Of course, there are many things one could try to improve this encoding. There are \frac{(2n)!}{n!n!} subsets that can appear in the first row, and for each of these there are 2^n sign choices and n! permutations of the second row, giving 2^n\frac{(2n)!}{n!} possible codes. This is exactly the same as the number of Gauss codes of the same size, as one would expect, so the analysis from that section applies.
There are 1,701,936 knots up to 16 crossings, and using this simple encoding scheme (as a list of numbers) they can be stored in about 16.2 MB with either this system or unsigned DT codes. Without using the fact that prime diagrams only need a single bit to specify chirality, it would take an additional 3.2 MB to store intersection signs. A more optimal unsigned DT code scheme (using derangements) would take about 12 MB.
5. Virtual knots
A virtual knot is what happens when you start with knots, go to combinatorial map representations of diagrams, then generalize to allow all combinatorial map representations, whether or not they might be planar. Then, since Reidemeister moves can be done directly on combinatorial map representations, there is a notion of virtual knot equivalence. It is a surprising fact that if two knots are equivalent through “virtual moves,” then they are equivalent as knots[8], so the theory doesn’t just collapse.
Something that wasn’t mentioned before was that (connected) combinatorial maps are good for representing graphs embedded in closed oriented surfaces, with the proviso that each face be a disk. And, given an arbitrary combinatorial map, the genus of a surface it can be embedded in with this condition can be computed from the number of vertices, edges, and faces: v-e+f=2b_0-2g, where b_0 is the number of connected components of the map.

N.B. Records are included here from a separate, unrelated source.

PR #4732, opened 2026-05-12
feat: refactor v2 linked clone feature

shuo-wu:

Issue https://github.com/longhorn/longhorn/issues/12552

Summarizations from Copilot:

### Phase 0 — Prerequisites

- Source volume must be **Attached** (`sourceVol.Status.State == Attached`). `checkAndInitVolumeClone` silently returns and retries on the next reconcile cycle if not.

---

### Phase 1 — Clone initialization (`checkAndInitVolumeClone`)

1. Clone volume CR is created with `Spec.DataSource = vol/<srcVol>[/snapshot/<name>]` and `Spec.CloneMode = LinkedClone`.

2. Volume controller detects `shouldInitVolumeClone` (`CloneStatus.State == Empty` or retriable `Failed`):
   - If no snapshot is in DataSource: creates a **deterministic snapshot** on the source volume (UUID hashed from src+dst UIDs — idempotent across retries).
   - Sets `v.Status.CloneStatus = {State: Initiated, Snapshot: <snapshotName>, SourceVolume: <srcVol>}`.
   - Sets `v.Labels[linked-clone-source-snapshot] = snapshotName` (protects snapshot from deletion).

---

### Phase 2 — Replica and engine creation (`reconcileVolumeCreation` → `replenishReplicas`)

3. Volume controller creates **engine CR**.

4. `getReplenishReplicasCount`: for N-replica linked-clone (`proxyAPIVersion >= MinProxyAPIVersionForNReplicaLinkedClone`), the first gate (`isCloneTargetNotCompletedAndNotCopyCompleted && !linkedCloneAllowsN`) is **bypassed** → **all N replica CRs created at once**.

---

### Phase 3 — Scheduling (replica scheduler)

5. For each replica CR, `buildLinkedCloneSrcNodeDiskMap`:
   - If `r.Spec.LinkedCloneSrcReplicaName` already set → **must** land on that src replica's exact node+disk.
   - If not yet set → allowed disks = union of all **healthy** src replica node+disk pairs.
   - Normal fit criteria (tags, space, etc.) applied within allowed set.
   - Replica scheduled: `r.Spec.NodeID` and `r.Spec.DiskID` set.

---

### Phase 4 — Src replica assignment (`syncLinkedCloneReplicaSourceFields`)

6. Once each replica is scheduled (NodeID/DiskID ≠ ""), volume controller assigns `LinkedCloneSrcReplicaName`:
   - Finds healthy src replicas on the **same node+disk** as the dst replica.
   - Picks the one with the **fewest existing clone children** (load balancing).
   - Sets `r.Spec.LinkedCloneSrcReplicaName` + label — **immutable once set**.
   - If no src replica is on that disk at all (src was deleted during scheduling window): marks dst replica failed so it gets rescheduled.

---

### Phase 5 — Clone trigger (`updateRequestedDataSourceForVolumeCloning`)

7. Volume controller sets `e.Spec.RequestedDataSource = {sourceVol, snapshotName}`, signalling the engine controller to start cloning.

---

### Phase 6 — Engine controller fires SnapshotClone (`cloneSnapshot`)

8. Engine controller detects `RequestedDataSource != ""` and empty `CloneStatus` → builds `dstReplicaSrcReplicaPairMap = {dstReplicaName → srcReplicaName}` from all replicas' `LinkedCloneSrcReplicaName`.

9. Calls `engineClientProxy.SnapshotClone(engine, snapshot, srcEngineURL, ..., pairMap)` → IM proxy gRPC → **`Engine.SnapshotClone` on spdk-engine**.

---

### Phase 7 — spdk-engine executes `snapshotCloneLinkedN`

10. Engine connects to source engine (via `srcEngineAddress`) to fetch the list of RW src replicas and their addresses — **this is why source must be attached**.

11. For each `(dstReplica, srcReplica)` pair in the map, spawns a goroutine calling `ReplicaSnapshotCloneDstStart` on the dst replica's SPDK server (direct gRPC, **not** via IM):

    **Inside `Replica.SnapshotCloneDstStart` (linked-clone, synchronous):**
    - Calls `srcReplica.ReplicaSnapshotCloneSrcStart(...)` — registers the in-flight clone on the src side.
    - Sets `r.isCloneReplica = true`, `r.cloneEntrypointLvolName`.
    - Calls `SnapshotCloneDstFinish(spdkClient, LinkedClone)`:
      - Creates the entrypoint lvol (`<srcReplicaName>-clone-ep-<dstReplicaName>-...`).
      - Calls **`BdevLvolSetParent(entrypointLvol, srcSnapshotLvol)`** — fast SPDK metadata op, no data copy.
      - Rebuilds the replica's lvol chain with the entrypoint as root.
    - Calls `srcReplica.ReplicaSnapshotCloneSrcFinish(...)` — clears src in-memory cache.
    - Returns — **entire linked-clone is complete synchronously within this call**.

12. `wg.Wait()` — engine blocks until **all N goroutines return**. All N replicas finish before `Engine.SnapshotClone` returns to the IM proxy.

> **Contrast with deep-copy:** `SnapshotCloneDstStart` returns `InProgress` and spawns `monitorSnapshotClone` goroutine; `Engine.SnapshotClone` returns immediately; engine controller must poll `SnapshotCloneStatus` for minutes until data transfer completes.

---

### Phase 8 — Status propagation (polling)

13. Engine controller separately polls `engineClientProxy.SnapshotCloneStatus(engine)` → IM proxy → `ReplicaSnapshotCloneDstStatusCheck` on each replica → `e.Status.CloneStatus` updated. For linked-clone, the first poll already shows all replicas `Complete`.

14. Volume controller aggregates `e.Status.CloneStatus` across all replicas:
    - Any errored → `CloneStatus.State = Failed`
    - All complete → `CloneStatus.State = CopyCompletedAwaitingHealthy`

---

### Phase 9 — Volume becomes healthy and clone completes

15. Replicas start up, pass validation in `syncWithBdevLvolMap`/`syncCloneReplicaInfo` (entrypoint chain verified), become RW.

16. `v.Status.Robustness == Healthy` → volume controller sets `CloneStatus.State = Completed`.

17. Source snapshot label removed from deletion protection; `e.Spec.RequestedDataSource` cleared.

---

## Part 2 — Replica Rebuilding Flow

There are **two sub-cases** within each case depending on whether `CloneStatus.State == Completed` (clone finished) or still `Initiated/CopyCompletedAwaitingHealthy` (clone in-flight).

---

### Case 1 — Reuse existing failed replica

**Trigger:** A replica has `FailedAt != ""` and `HealthyAt != ""` (was once healthy; eligible for reuse).

1. Volume controller `replenishReplicas` → `CheckAndReuseFailedReplica`: clears `r.Spec.FailedAt` and `r.Spec.HealthyAt` on the existing replica CR (does **not** create a new CR).
   - `r.Spec.LinkedCloneSrcReplicaName` is **kept** (immutable once set).
   - `r.Spec.NodeID` / `r.Spec.DiskID` are **kept** — no rescheduling.

2. Instance manager detects the replica CR is runnable again → starts the replica SPDK process.

3. **Sub-case A: Clone still in-flight (`State == Initiated`)**
   - `syncLinkedCloneReplicaSourceFields`: no-op (src name already set).
   - `updateRequestedDataSourceForVolumeCloning`: `RequestedDataSource` is still set.
   - Engine controller's `shouldClone` check: only triggers if **all** `CloneStatus` entries have empty State.
     - If no other replica has cloned yet → `SnapshotClone` called again with updated pairMap including this replica → linked-clone executed (BdevLvolSetParent).
     - If other replicas already cloned (non-empty CloneStatus) → `shouldClone = false` → this replica goes through **normal SPDK rebuild** (full data copy, no thin clone).

4. **Sub-case B: Clone completed (`State == Completed`)**
   - `RequestedDataSource = ""` (cleared by `updateRequestedDataSourceForVolumeCloning`).
   - Engine adds replica back → normal SPDK rebuild (full data copy).
   - `RebuildingDstFinish` → `construct(bdevLvolMap)` → `recoverCloneReplicaInfo`:
     - After full rebuild, `ActiveChain[0]` is a normal snapshot (not a clone entrypoint).
     - → `isCloneReplica = false` ✅ — replica is now a regular full-copy replica.

---

### Case 2 — Replenish a brand-new replica

**Trigger:** `len(rs) < NumberOfReplicas` and no eligible failed replica to reuse.

1. Volume controller creates a **new replica CR** (no `LinkedCloneSrcReplicaName`, no NodeID/DiskID yet).

2. **Scheduler** (`buildLinkedCloneSrcNodeDiskMap`):
   - Co-location constraint applies **regardless of `CloneStatus.State`** — the new replica must land on the same node+disk as a healthy src replica.
   - If no src-co-located disk is schedulable: replica scheduling fails, volume stays degraded.

3. `syncLinkedCloneReplicaSourceFields`: once scheduled (NodeID/DiskID set), assigns `LinkedCloneSrcReplicaName` (same load-balancing logic as initial creation).

4. **Sub-case A: Clone still in-flight (`State == Initiated`)**
   - `shouldClone` in engine controller: if any existing replica already has a non-empty CloneStatus State → `false` → **normal SPDK rebuild**, not linked-clone.
   - If all CloneStatus entries are empty (very early, no replica has cloned yet) → `SnapshotClone` fires including this new replica → linked-clone path.

5. **Sub-case B: Clone completed (`State == Completed`)**
   - `RequestedDataSource = ""` → engine never calls `SnapshotClone`.
   - **Normal SPDK rebuild** from existing healthy replicas.
   - `RebuildingDstFinish` → `construct` → `recoverCloneReplicaInfo`:
     - `ActiveChain[0]` is a normal snapshot → `isCloneReplica = false` ✅

---

### Key takeaway

**Replacement replicas are almost always rebuilt as full copies, not thin clones.** The thin-clone optimization (BdevLvolSetParent) is only guaranteed for the initial N replicas that participated in the first `SnapshotClone` call. A replacement replica rebuilt via normal SPDK rebuild has its data but loses the "thin" property — `isCloneReplica` is correctly cleared by `recoverCloneReplicaInfo` in `RebuildingDstFinish`. This is intentional and correct.


webhook/resources/snapshot/validator.go
```diff
@@ -53,12 +57,6 @@ func (o *snapshotValidator) Create(request *admission.Request, newObj runtime.Ob
 		return werror.NewInvalidError("spec.volume is required", "spec.volume")
 	}
 
-	if isLinkedClone, err := o.ds.IsVolumeLinkedCloneVolume(snapshot.Spec.Volume); err != nil {
-		return werror.NewInvalidError(fmt.Sprintf("failed to check IsVolumeLinkedCloneVolume: %v", err), "")
-	} else if isLinkedClone {
-		return werror.NewInvalidError(fmt.Sprintf("snapshot is not allowed for linked-clone volume %v", snapshot.Spec.Volume), "")
-	}
-
```
davidcheng0922, line 61: There is a inconsistent behavior, we removes the create-time snapshot/backup guard for linked-clone volumes, but the rest of the code still treats linked-clone as not supporting snapshot/backup operations

- https://github.com/shuo-wu/longhorn-manager/blob/e90a874bacbc390801d06f23f15fd63acbda4a48/controller/volume_controller.go#L5115
- https://github.com/shuo-wu/longhorn-manager/blob/e90a874bacbc390801d06f23f15fd63acbda4a48/webhook/resources/volume/validator.go#L787

controller/volume_controller.go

Each virtual knot can be drawn on a surface this way. But, since paper tends to be planar, and since only the combinatorial map part really needs to be recorded, what we can do is draw the crossings and then connect them together without any regard for whether the edges intersect or not — only what is connected to what matters. These intersections, which are artefacts of non-planarity, are called virtual crossings. In the literature you will see “detour moves” as being part of the definition of virtual knot equivalence, but you can think of the move as being the act of erasing an edge and redrawing it with a new route. This doesn’t change the combinatorial map.
For example, here is the “virtual trefoil knot,” which is a nontrivial crossing number 2 virtual knot that would more comfortably be drawn on a torus:
There are a number of things about encoding knots that fail for virtual knots. The first is that the intersection sign truly matters, since changing a crossing’s intersection sign (what Kauffman calls “flanking by virtuals”) gives another valid virtual knot. In the example of the virtual trefoil, changing the intersection sign of either crossing gives the unknot!
Another thing that fails is that the DT involution is no longer parity reversing, and the involution comes from the full symmetric group on 2n symbols.
Using the dart numbering scheme from the DT section, starting with the positive understrand, we can represent the virtual trefoil through the following combinatorial map:
3 | 2 |
-1 | -4 |
-3 | -2 |
1 | 4 |
\begin{equation*} -4, -1. \end{equation*}
The space analysis from the previous section applies to all codes, planar or non-planar. So 20-crossing virtual knots can be stored within 16 bytes, too.